Üzgün değilim -bence-, aşık değilim, ne bu içimdeki sevdiğine kavuşamamış mecnun hüznü?
Neden kendimi odaya kapatıp saatlerce ağlayasım geliyor?
Neden her şey üst üste geliyormuş gibi hissediyorum?
Neden bir sene öncesini tekrar yaşıyorum içimde?

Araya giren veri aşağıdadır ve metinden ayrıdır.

PR #15, opened 2021-08-27
[FIX] sale_coupon_auto_refresh: fix MissingError error

SilvioC2C:
When applying a promo code via wizard, Odoo creates a sale.order.line *before* filling the sale.order `code_promo_program_id` field.
After the creation, though, the auto refresh override kicks in, calling the `recompute_coupon_lines` method.
That method finds a sale.order.line that was created from a promo program, but such program is not linked to the sale.order, and so the line gets deleted.
However, since the line has just been created, Odoo will try to run the `_check_company` method on it, which will try to read the field `company_id` of the deleted line.
This operation will result in a `MissingError`, raised by the `__get__` method of `Field` class.

This error is fixed by adding the `skip_auto_refresh_coupons` flag to the wizard context when executing the `process_coupon` method.

### DIFF
--- a/sale_coupon_auto_refresh/__init__.py
+++ b/sale_coupon_auto_refresh/__init__.py
@@ -1,1 +1,2 @@
 from . import models
+from . import wizard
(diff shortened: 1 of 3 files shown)


chienandalu (approved):
Looks good :+1:

pedrobaeza (approved):

PR #16, opened 2021-09-10
[IMP] sale_coupon_multi_gift: optional gift

chienandalu:
Now we use the product field in the multi gift line as a mask for a
many2many field that can be used by a third module as a way to offer
optional gifts to the user.

cc @Tecnativa TT30850

@pedrobaeza take a look

### DIFF
--- a/sale_coupon_multi_gift/migrations/13.0.2.0.0/post-migrate.py
+++ b/sale_coupon_multi_gift/migrations/13.0.2.0.0/post-migrate.py
@@ -1,0 +1,14 @@
+# Copyright 2021 Tecnativa - David Vidal
+# License LGPL-3.0 or later (https://www.gnu.org/licenses/lgpl).
+from openupgradelib import openupgrade
+
+
+@openupgrade.migrate()
+def migrate(env, version):
+    openupgrade.m2o_to_x2m(
+        env.cr,
+        env["sale.coupon.reward.product_line"],
+        "sale_coupon_reward_product_line",
+        "reward_product_ids",
+        openupgrade.get_legacy_name("reward_product_id"),
+    )
--- a/sale_coupon_multi_gift/models/sale_coupon_reward.py
+++ b/sale_coupon_multi_gift/models/sale_coupon_reward.py
@@ -1,6 +1,6 @@
 # Copyright 2021 Tecnativa - David Vidal
 # License AGPL-3.0 or later (https://www.gnu.org/licenses/agpl).
-from odoo import _, fields, models
+from odoo import _, api, fields, models
 
 
 class SaleCouponReward(models.Model):
@@ -21,7 +21,10 @@ class SaleCouponReward(models.Model):
                 "Free Products - %s"
                 % (
                     ", ".join(
-                        reward.reward_product_id.name
+                        "{}x {}".format(
+                            reward.reward_product_quantity,
+                            fields.first(reward.reward_product_ids).name,
+                        )
                         for reward in reward.coupon_multi_gift_ids
                     )
                 )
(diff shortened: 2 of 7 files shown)


sale_coupon_multi_gift/migrations/13.0.2.0.0/post-migrate.py
```diff
@@ -0,0 +1,14 @@
...
+
+
+@openupgrade.migrate()
+def migrate(env, version):
+    openupgrade.m2o_to_x2m(
+        env.cr,
+        env["sale.coupon.reward.product_line"],
+        "sale_coupon_reward_product_line",
+        "reward_product_ids",
+        "reward_product_id",
```
pedrobaeza: On standard, this column is removed, so you need to previously rename it.

sale_coupon_multi_gift/models/sale_coupon_reward.py
```diff
@@ -38,11 +41,29 @@ class SaleCouponGift(models.Model):
...
+    @api.depends("reward_product_ids")
+    def _compute_reward_default_product_id(self):
+        """This field acts as a cover for a simple many2one behavior of the module.
+        Another module like `sale_coupon_selection_wizard` can dismiss it in order
+        to allow optional"""
+        for line in self:
+            if line.reward_product_ids:
+                line.reward_default_product_id = fields.first(line.reward_product_ids)
+            else:
+                line.reward_default_product_id = False
```
pedrobaeza: AFAIK, this works the same:

```suggestion
            line.reward_default_product_id = fields.first(line.reward_product_ids)
```

sale_coupon_multi_gift/models/sale_order.py
```diff
@@ -12,7 +13,7 @@ def _get_paid_order_lines(self):
         free_reward_product = (
```
pedrobaeza: Plural?

sale_coupon_multi_gift/views/sale_coupon_program_views.xml
```diff
@@ -17,11 +17,8 @@
                     <field name="coupon_multi_gift_ids">
                         <tree editable="top">
                             <field name="reward_product_quantity" string="Qty" />
-                            <field name="reward_product_id" string="Product" />
-                            <field
-                                name="reward_product_uom_id"
-                                groups="uom.group_uom"
-                            />
+                            <field name="reward_default_product_id" string="Product" />
```
pedrobaeza: I think we can put it as readonly here in UI, and maybe call the inverse as the onchange for direct UI reflection.

pedrobaeza (changes requested):

sale_coupon_multi_gift/views/sale_coupon_program_views.xml
chienandalu: Done :+1:

sale_coupon_multi_gift/models/sale_order.py
chienandalu: Yes, it's better. Changed

sale_coupon_multi_gift/models/sale_coupon_reward.py
chienandalu: Nice :+1:

sale_coupon_multi_gift/migrations/13.0.2.0.0/post-migrate.py
chienandalu: Done

chienandalu:
All comments attended

pedrobaeza (approved):

victoralmau (approved):

PR #19, opened 2021-09-22
[FIX] sale_coupon_auto_refresh: crash when removing promotion line

gurneyalex:
we need to pass skip_auto_refresh_coupons=True in the context when
adding / editing / removing lines otherwise we can end up with the
promotion line being added twice or removed twice (the latter causing a
crash)

### DIFF
--- a/sale_coupon_auto_refresh/models/sale_order.py
+++ b/sale_coupon_auto_refresh/models/sale_order.py
@@ -49,19 +49,25 @@ class SaleOrderLine(models.Model):
 
     @api.model_create_multi
     def create(self, vals_list):
-        lines = super().create(vals_list)
+        lines = super(
+            SaleOrderLine, self.with_context(skip_auto_refresh_coupons=True)
+        ).create(vals_list)
         lines.mapped("order_id")._auto_refresh_coupons()
         return lines
 
     def write(self, vals):
         orders = self.mapped("order_id")
-        res = super().write(vals)
+        res = super(
+            SaleOrderLine, self.with_context(skip_auto_refresh_coupons=True)
+        ).write(vals)
         orders |= self.mapped("order_id")
         orders._auto_refresh_coupons()
         return res
 
     def unlink(self):
         orders = self.mapped("order_id")
-        res = super().unlink()
+        res = super(
+            SaleOrderLine, self.with_context(skip_auto_refresh_coupons=True)
+        ).unlink()
         orders._auto_refresh_coupons()
         return res


SilvioC2C (approved):
LGTM

damdam-s (approved):
:+1:

sale_coupon_auto_refresh/models/sale_order.py
```diff
@@ -49,19 +49,25 @@ class SaleOrderLine(models.Model):
...
         orders |= self.mapped("order_id")
         orders._auto_refresh_coupons()
         return res
 
     def unlink(self):
         orders = self.mapped("order_id")
-        res = super().unlink()
+        res = super(
+            SaleOrderLine, self.with_context(skip_auto_refresh_coupons=True)
+        ).unlink()
```
chienandalu, line 71: There's no runbot to test it, but what happens when the user deletes the reward line itself. I remember having a recent issue with that.

sale_coupon_auto_refresh/models/sale_order.py
```diff
@@ -49,19 +49,25 @@ class SaleOrderLine(models.Model):
...
         return lines
 
     def write(self, vals):
         orders = self.mapped("order_id")
-        res = super().write(vals)
+        res = super(
+            SaleOrderLine, self.with_context(skip_auto_refresh_coupons=True)
+        ).write(vals)
         orders |= self.mapped("order_id")
         orders._auto_refresh_coupons()
```
chienandalu, line 64: One issue we're experiencing is the performance of this. Maybe we should restrict the recomputations to a list of safe fields, like `product_id`, `product_uom_qty`, `product_uom_id`. `price_unit`, `discount`. This way, we'd avoid unnecessary updates.

The same would go for the sale order.

sale_coupon_auto_refresh/models/sale_order.py
```diff
@@ -49,19 +49,25 @@ class SaleOrderLine(models.Model):
 
     @api.model_create_multi
     def create(self, vals_list):
-        lines = super().create(vals_list)
+        lines = super(
+            SaleOrderLine, self.with_context(skip_auto_refresh_coupons=True)
+        ).create(vals_list)
         lines.mapped("order_id")._auto_refresh_coupons()
```
chienandalu, line 55: Another thing to improve the `_auto_refresh_coupons` method would be to disable it whenever the context has the website_id on it, as there's already a `website_sale_coupon` module triggering the change on every `_cart_update`

sale_coupon_auto_refresh/models/sale_order.py
remi-filament: I have just tested it, removing the reward line is causing no issue, it is recreated automatically (I checked it has a different SOL id)

remi-filament:
Thanks @pedrobaeza for linking with my issue, and thanks @gurneyalex for addressing this at the same time I was reporting / testing without success how to overcome this issue.

This PR is an improvement, meaning that it now works with the following actions :
- remove reward line (it is automatically recreated)
- remove reward line + product line at the origin of the reward

However I still get the same error with the following actions :
- deleting the line at the origin of the reward
- reducing quantities of origin line so that reward should be removed (for instance if product < 3)

It seems the issue is raising when reward line should be automatically removed. Only if I remove it manually I do not get an error.

gurneyalex:
@remi-filament I did not check your cases, but it does look like there could be other issues there too. I'll try and dig into this (or maybe get @SilvioC2C to do so because I'm a bit under the water atm).

gurneyalex:
@chienandalu thanks for the feedback on this. I won't be able to fix perf issues in the context of this PR. Could you open an issue and assign it to me, if you too are short on time?

remi-filament:
I checked again the behavior without this module installed, because I thought the issue might be on Odoo side, but it is working OK on Odoo side (except you have to click the Promotion button everytime you change something).

chienandalu:
> @chienandalu thanks for the feedback on this. I won't be able to fix perf issues in the context of this PR. Could you open an issue and assign it to me, if you too are short on time?

Ok, we'll go for further problems later :slightly_smiling_face:

chienandalu (approved):

PR #22, opened 2021-09-28
 [ADD] website_sale_coupon_restrict: New module

chienandalu:
This module allows to configure a coupon program so the validation is restricted to
eCommerce sales.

Ağzımı açtığımda dökülmekten korkan çaresizlikler var içimde.
İçimde öyle bir korku var ki, bazen aslan kesilen, bazen de sadece gölgesi olan.
Belki de bu yüzdendir doludizgin kalp atışlarım. Bilmiyorum. O kadar tuhafım ki, bu belirsizliğime rağmen içimde hep bitmek bilmeyen bir heyecan, umut, enerji, sevgi var. Diyorlar ki "Gördüğün tüm insanlara sarıl." Ama kendimi tutuyorum, saklayacağım içimdeki coşkuyu "o" insanlardan. Karşımdakinden değil, kendimden emin olana kadar sürdüreceğim bunu. Çünkü hazır olmadığımda neler olduğunu biliyorum, hazır olmadığımda kalp kırdığımı biliyorum. Neler yaşayacağımı biliyorum. Yine zarar vermekten korkuyorum, ya da zarar almaktan. 
O kadar güzel insanlar var ki tanıdığım aslında, Keşke eskisi gibi olabilseydim diyorum bazen. Keşke içimdeki doğal coşku "İnsanları sevmiyorsun!" cümlesine benden fazla alınıp gitmeseydi o an. Keşke onu geri döndürebildiğimden emin olabilseydim. Keşke birileri "Evet, yaptın!" diyebilse bana.






  

4 Haziran 2015 Perşembe

But let me know, what did you change
Do you feel the same?
Did it ease your pain?

I've lost myself along with everyone else
And now the safest place is here in my head
But I've been left on my own to survive
But I'm wishing I was dead

3 Haziran 2015 Çarşamba

Yine düştüm bugün.
Son düşüşümdü bu. Bir daha kalkmayacağım.
Yaralandım yine, acıdı, acıttı. Hem de çok. Ama boşuna uğraşmayın, kan görünmüyor dışarıdan, baktım. İçten bir yara bu. İç kanama gibi.. Tamam Tuğçe. Bitti. Finished. Game over. Daha kalkamazsın ayağa. Hem kalksan ne olacak ki şu saatten sonra. Bu netlerle.. Bu yanlışlarla.. Gören gördü, rezil oldun artık unutmazlar seni, rezillliğini. Pes edişini.
Ama bitti. Bitti işte. Pes ettim. Hoşçakalın hayallerim. Hoşçakalın umutlarım.